Although AI companies admit they don't know what's happening in the black box of LLMs, they can influence output. These can be guard rails to prevent abuse or malicious intent. But Grok, Elon Musk's AI on X, bluntly showed more nefarious use cases. On May 14 a modification was made to Grok that made the model add comments about supposedly white genocide in South-Africa, which is a myth, after every response. Interestingly enough, this was at the same time Donald Trump claimed Afrikaners were victims of genocide and had a publicity stunt to have them move over to America as refugees. The day after Grok went gobbledygook, it put the number of Jews killed in the Holocaust into question. It is unclear who made these changes to Grok, but that is irrelevant when we look at the implications. Although models themselves largely remain a mystery, outcomes can be manipulated, either by their owners, employees, or hackers and far more subtle and inconspicuously than what happened to Grok.

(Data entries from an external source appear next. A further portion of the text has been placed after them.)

PR #1158, opened 2017-03-30
fix Tkinter checks for Python 3.x, change check to see whether Tkinter should be built

boegel:
follow up for #1156

cc @wpoely86

### DIFF
--- a/easybuild/easyblocks/p/python.py
+++ b/easybuild/easyblocks/p/python.py
@@ -152,12 +152,6 @@ class EB_Python(ConfigureMake):
         pyver = 'python' + '.'.join(self.version.split('.')[:2])
         shlib_ext = get_shared_lib_ext()
 
-        if '--with-tcltk' in self.cfg['configopts']:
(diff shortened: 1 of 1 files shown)


easybuild/easyblocks/p/python.py
```diff
@@ -156,6 +150,13 @@ def sanity_check_step(self):
         """Custom sanity check for Python."""
 
         pyver = 'python' + '.'.join(self.version.split('.')[:2])
+        shlib_ext = get_shared_lib_ext()
+
+        if '--with-tcltk' in self.cfg['configopts']:
```
wpoely86: why this change?

boegel: Well, it's a better way to check if Tkinter should be there or not; it gives the flexibility to add `--with-tcltk` to `configopts` in the easyconfig itself without having `Tk` as a dependency, e.g. to use the system Tk.

wpoely86: well, we don't usually count on any system dep

boegel:
Thanks for the review @wpoely86, verified that this fixes the sanity check for Python v3.x, so going in.

PR #1153, opened 2017-03-28
add easyblock for WRF-Fire

boegel:

PR #1159, opened 2017-03-31
also build WPS part of WRF-Fire

boegel:
follow-up for #1153


boegel:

A different but perhaps a more troublesome example of Generative AI output manipulation is OpenAI's sycophant debacle. On April 25 OpenAI wanted to update the model's default personality which turned it into a sycophant that was excessively agreeable to its users. This resulted in unsettling conversations. Now whether this was a deliberate act gone wrong or a genuine mistake is not the issue. The fact is that Generative AI can be altered in such a way that it can influence personal opinions and thereby shape public debate. The more we become used to AI, the more we inadvertently trust AI output.
People also have the tendency to anthropomorphise AI, something a shocked Joseph Weizenbaum at MIT already discovered with ELIZA, one of the earliest 'chatbots', released in the 1960s. The Eliza effect is now a term used to indicate people attributing human traits to a computer program that communicates in text. Anthropomorphism and the sycophant nature of Generative AI (albeit less prevalent than the OpenAI's failed update) may have added to the fact that the main reason for people to use GenA is 'therapy' and 'companionship'; it is a dystopia in the making.
Generative AI is a powerful, manipulative tool that "connects a commercial goal with a popular fantasy of sentient machines." (The AI Con, p. 9) It rakes in enormous amounts of money and influence while promising bliss is just around the corner. Like Saruman and Denethor we are lured into the palantír. We think the stone can be of service to us, but actually it is us serving the dark lords of Silicon Valley.
However, AI is not inherently evil and can be used effectively as long as we acknowledge its flaws and dangers. We need to understand how these systems work, dispel the myth around them, and know how to approach them. We should be distrustful to the snake oil that is being sold to us for if we are not vigilant, we will be slowly but steadily be caught and corrupted.